EXERCISE AIM: Could you filter the material and copy every line where the word "useDBStructureStore" occurs?

MATERIAL PROVIDED:
- - -

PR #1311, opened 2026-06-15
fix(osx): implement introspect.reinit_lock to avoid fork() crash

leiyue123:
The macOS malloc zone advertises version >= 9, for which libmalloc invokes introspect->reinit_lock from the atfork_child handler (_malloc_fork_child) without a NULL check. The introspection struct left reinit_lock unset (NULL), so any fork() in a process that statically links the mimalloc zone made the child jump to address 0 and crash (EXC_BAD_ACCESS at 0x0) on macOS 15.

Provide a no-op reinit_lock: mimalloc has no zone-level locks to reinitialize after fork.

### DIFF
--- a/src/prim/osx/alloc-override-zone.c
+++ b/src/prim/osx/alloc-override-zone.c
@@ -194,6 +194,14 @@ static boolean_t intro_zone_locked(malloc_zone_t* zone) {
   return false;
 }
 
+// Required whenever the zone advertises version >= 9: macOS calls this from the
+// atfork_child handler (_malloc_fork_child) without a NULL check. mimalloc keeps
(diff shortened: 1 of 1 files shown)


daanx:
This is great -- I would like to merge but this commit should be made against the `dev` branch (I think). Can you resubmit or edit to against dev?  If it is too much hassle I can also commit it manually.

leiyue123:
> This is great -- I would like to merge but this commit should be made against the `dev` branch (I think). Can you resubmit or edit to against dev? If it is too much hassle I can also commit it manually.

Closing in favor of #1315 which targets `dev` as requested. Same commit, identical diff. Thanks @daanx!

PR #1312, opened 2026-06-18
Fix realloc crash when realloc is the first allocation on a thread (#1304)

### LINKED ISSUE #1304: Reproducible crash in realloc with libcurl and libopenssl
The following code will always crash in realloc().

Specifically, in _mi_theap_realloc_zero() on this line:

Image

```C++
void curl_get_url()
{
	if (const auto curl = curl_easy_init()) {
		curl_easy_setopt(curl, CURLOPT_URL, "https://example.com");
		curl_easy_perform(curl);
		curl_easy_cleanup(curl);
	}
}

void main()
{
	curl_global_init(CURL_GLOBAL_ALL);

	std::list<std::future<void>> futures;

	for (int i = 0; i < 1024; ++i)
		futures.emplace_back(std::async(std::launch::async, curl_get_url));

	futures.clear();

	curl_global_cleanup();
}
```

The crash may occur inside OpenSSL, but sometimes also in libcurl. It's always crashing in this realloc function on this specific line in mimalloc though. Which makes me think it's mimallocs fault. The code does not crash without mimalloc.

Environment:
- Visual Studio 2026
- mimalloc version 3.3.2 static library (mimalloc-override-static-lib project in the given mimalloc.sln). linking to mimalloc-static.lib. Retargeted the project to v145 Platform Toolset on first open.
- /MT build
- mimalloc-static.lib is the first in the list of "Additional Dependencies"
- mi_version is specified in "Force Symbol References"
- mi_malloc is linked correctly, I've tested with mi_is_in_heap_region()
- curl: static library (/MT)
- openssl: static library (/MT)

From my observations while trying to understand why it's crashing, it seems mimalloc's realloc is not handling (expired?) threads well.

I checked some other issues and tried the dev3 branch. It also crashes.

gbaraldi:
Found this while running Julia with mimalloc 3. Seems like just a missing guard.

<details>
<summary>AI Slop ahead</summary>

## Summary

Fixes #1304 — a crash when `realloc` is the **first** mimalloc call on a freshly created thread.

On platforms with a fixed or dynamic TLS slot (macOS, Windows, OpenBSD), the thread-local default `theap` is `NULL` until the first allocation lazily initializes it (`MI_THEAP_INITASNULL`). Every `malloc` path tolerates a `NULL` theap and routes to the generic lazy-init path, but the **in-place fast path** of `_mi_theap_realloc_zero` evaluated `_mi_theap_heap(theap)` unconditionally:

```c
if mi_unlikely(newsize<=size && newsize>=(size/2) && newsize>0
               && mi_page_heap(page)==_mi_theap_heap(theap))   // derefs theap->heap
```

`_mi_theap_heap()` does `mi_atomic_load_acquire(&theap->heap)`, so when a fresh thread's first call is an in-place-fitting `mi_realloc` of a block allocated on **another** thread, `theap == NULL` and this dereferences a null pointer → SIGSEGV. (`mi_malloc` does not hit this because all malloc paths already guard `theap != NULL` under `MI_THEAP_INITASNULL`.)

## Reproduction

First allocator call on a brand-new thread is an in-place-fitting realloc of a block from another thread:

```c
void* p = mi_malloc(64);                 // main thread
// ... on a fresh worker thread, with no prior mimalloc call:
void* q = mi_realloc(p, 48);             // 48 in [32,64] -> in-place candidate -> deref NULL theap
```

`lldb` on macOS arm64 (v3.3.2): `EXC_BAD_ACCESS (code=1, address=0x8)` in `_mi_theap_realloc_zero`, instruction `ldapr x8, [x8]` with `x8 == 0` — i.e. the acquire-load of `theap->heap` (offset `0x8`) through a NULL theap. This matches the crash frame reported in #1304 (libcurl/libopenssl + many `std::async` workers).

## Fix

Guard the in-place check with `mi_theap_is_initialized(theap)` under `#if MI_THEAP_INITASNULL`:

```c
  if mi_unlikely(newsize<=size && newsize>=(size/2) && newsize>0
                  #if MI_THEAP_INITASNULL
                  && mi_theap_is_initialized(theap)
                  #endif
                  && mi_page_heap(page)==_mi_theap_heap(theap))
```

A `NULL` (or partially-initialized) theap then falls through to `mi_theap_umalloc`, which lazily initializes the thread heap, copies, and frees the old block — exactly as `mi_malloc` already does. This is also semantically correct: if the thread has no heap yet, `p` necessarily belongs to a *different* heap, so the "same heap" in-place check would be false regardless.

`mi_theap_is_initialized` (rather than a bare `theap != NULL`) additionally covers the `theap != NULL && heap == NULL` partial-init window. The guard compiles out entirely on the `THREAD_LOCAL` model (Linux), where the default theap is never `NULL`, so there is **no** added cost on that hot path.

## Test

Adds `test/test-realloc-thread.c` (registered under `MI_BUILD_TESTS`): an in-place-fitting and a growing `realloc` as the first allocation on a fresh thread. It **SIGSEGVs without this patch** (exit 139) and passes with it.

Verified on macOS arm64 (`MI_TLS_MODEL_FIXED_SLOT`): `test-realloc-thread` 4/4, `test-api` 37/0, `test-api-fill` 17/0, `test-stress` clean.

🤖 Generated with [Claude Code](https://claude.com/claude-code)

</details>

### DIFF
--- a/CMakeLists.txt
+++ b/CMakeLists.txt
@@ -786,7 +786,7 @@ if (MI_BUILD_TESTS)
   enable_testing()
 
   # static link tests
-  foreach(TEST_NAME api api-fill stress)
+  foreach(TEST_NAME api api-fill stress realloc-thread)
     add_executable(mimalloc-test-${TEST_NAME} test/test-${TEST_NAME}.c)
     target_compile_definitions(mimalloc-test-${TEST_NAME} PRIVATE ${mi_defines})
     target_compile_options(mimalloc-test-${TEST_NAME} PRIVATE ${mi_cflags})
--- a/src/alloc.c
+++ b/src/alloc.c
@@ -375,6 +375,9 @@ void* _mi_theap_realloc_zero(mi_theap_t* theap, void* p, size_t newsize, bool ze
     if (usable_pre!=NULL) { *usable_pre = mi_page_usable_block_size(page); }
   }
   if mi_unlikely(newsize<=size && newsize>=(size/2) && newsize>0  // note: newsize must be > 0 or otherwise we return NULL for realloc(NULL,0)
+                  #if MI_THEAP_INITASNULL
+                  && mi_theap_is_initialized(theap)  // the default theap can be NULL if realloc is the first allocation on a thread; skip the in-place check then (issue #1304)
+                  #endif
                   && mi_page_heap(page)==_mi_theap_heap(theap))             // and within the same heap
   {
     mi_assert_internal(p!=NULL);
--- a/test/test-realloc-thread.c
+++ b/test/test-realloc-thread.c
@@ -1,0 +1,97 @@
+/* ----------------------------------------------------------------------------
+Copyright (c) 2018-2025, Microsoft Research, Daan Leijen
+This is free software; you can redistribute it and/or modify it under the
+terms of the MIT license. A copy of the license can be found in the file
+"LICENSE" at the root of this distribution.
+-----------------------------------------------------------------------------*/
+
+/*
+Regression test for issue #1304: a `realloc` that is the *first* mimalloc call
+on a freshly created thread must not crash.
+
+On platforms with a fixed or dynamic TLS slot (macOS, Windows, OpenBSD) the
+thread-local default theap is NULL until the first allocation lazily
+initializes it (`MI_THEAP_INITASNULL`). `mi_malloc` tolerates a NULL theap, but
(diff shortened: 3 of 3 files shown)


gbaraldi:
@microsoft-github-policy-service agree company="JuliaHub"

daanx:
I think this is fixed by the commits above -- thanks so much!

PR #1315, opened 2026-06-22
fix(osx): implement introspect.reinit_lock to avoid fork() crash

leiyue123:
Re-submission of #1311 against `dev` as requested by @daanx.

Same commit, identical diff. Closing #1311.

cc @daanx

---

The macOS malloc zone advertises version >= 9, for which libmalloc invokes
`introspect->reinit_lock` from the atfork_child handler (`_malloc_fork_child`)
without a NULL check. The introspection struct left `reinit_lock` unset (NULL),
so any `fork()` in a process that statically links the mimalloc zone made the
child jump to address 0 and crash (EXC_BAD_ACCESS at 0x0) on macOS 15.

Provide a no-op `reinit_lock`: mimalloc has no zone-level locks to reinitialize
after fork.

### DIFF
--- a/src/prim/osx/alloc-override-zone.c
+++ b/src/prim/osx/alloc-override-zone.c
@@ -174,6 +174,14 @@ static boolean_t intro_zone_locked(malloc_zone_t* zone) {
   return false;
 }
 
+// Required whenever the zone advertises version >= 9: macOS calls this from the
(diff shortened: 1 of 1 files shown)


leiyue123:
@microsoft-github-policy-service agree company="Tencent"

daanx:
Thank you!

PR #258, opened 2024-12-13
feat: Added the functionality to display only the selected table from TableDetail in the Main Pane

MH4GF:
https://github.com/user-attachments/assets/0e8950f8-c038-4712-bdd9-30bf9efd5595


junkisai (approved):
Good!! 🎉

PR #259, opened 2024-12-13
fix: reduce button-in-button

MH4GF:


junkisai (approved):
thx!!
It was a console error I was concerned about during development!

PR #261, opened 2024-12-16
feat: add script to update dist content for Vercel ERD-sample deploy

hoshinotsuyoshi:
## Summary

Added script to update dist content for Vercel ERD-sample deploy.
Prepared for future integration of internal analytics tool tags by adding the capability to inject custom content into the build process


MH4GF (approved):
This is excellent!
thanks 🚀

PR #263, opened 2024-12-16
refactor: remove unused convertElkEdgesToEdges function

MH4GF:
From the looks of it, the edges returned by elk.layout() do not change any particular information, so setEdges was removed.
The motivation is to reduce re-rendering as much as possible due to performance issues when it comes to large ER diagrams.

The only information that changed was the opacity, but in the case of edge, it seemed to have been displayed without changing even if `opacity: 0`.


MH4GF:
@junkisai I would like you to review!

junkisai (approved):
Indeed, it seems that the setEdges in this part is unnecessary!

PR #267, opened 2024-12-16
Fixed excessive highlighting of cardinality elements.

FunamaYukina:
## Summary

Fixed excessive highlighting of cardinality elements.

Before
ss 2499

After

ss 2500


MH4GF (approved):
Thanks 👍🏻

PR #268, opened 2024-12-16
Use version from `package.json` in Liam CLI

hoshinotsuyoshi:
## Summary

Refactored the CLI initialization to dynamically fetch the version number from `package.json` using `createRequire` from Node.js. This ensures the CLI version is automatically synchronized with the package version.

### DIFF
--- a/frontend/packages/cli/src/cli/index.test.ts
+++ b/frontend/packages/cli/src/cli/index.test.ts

- - -

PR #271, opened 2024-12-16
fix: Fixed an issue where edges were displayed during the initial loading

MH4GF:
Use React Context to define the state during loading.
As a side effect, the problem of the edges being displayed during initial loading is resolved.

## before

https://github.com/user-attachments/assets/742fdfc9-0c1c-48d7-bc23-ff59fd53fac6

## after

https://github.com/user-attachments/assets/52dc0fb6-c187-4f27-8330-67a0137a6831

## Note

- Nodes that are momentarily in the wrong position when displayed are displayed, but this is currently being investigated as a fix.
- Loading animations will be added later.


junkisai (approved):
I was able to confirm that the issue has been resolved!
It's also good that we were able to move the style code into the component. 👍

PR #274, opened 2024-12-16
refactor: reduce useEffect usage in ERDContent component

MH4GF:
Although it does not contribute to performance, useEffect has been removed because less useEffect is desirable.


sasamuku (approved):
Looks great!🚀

- - -

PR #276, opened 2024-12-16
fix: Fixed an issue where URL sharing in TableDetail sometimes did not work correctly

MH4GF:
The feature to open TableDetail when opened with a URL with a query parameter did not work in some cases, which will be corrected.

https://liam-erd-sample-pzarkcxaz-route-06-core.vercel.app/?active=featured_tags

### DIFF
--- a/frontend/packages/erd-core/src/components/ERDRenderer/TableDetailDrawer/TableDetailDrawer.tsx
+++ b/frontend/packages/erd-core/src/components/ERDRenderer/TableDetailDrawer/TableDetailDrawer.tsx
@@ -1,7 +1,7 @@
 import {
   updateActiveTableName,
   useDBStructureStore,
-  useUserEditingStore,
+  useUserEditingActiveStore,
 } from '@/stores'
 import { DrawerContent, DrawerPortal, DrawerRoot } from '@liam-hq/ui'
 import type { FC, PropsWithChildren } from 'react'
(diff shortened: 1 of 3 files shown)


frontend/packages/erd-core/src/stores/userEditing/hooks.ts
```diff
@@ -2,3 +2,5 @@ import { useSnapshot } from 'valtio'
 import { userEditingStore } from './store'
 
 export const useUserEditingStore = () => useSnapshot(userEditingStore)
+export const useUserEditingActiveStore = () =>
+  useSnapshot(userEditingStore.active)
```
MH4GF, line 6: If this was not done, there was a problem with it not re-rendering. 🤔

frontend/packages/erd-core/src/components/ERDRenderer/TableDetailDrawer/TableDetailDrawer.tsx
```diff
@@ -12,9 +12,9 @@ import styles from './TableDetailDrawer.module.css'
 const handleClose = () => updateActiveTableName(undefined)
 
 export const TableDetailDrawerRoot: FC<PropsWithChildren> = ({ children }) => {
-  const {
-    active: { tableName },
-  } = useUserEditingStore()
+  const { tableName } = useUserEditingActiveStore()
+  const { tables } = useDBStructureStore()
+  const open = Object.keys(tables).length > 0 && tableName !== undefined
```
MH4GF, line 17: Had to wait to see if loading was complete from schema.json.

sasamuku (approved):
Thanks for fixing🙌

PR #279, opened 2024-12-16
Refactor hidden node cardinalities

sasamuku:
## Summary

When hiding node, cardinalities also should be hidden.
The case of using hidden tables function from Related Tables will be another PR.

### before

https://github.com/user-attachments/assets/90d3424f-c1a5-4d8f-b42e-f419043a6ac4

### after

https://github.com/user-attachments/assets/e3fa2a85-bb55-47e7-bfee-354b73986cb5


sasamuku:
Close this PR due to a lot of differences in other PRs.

- - -

SOLUTION:
   useDBStructureStore,
+  const { tables } = useDBStructureStore()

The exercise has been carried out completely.